WHAT TO WORK ON
Read through the data below and state how many of its lines contain the word "that", adding nothing.

RECORDS SHOWN

PR #286, opened 2024-03-08
use PBKDF2 for the LUKS2 keyslots

chrisccoulson:
We currently use a minimal Argon2i configuration for the main unlock
keyslots and then Argon2i benchmarked to 2s by default for recovery
keyslots. Note that the cryptsetup default now is Argon2id, but Argon2
is overkill in this context anyway.

For the main unlock keyslots, hardcode a minimal PBKDF2 configuration.
Also hardcode a PBKDF2 configuration for the recovery keyslots, but
use 600,000 iterations which is the current OWASP recommendations for
ordinary passphrases
(https://cheatsheetseries.owasp.org/cheatsheets/Password_Storage_Cheat_Sheet.html).
This is still overkill for a 128bit recovery key, and if we implement a
256bit recovery key then we could justify using a minimal configuration
here as well. Note that systemd is using minimal PBKDF2 configurations
for both normal and recovery keyslots.

This simplifies the API by not requiring KDFs to be configured, and
means that the configuration is suitable where FIPS140 compliance is
required.

### DIFF
--- a/argon2.go
+++ b/argon2.go
@@ -28,7 +28,6 @@ import (
 	"golang.org/x/xerrors"
 
 	"github.com/snapcore/secboot/internal/argon2"
-	"github.com/snapcore/secboot/internal/luks2"
 )
 
 var (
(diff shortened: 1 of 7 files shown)


pedronis (approved):
thanks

ANSWER BOX
3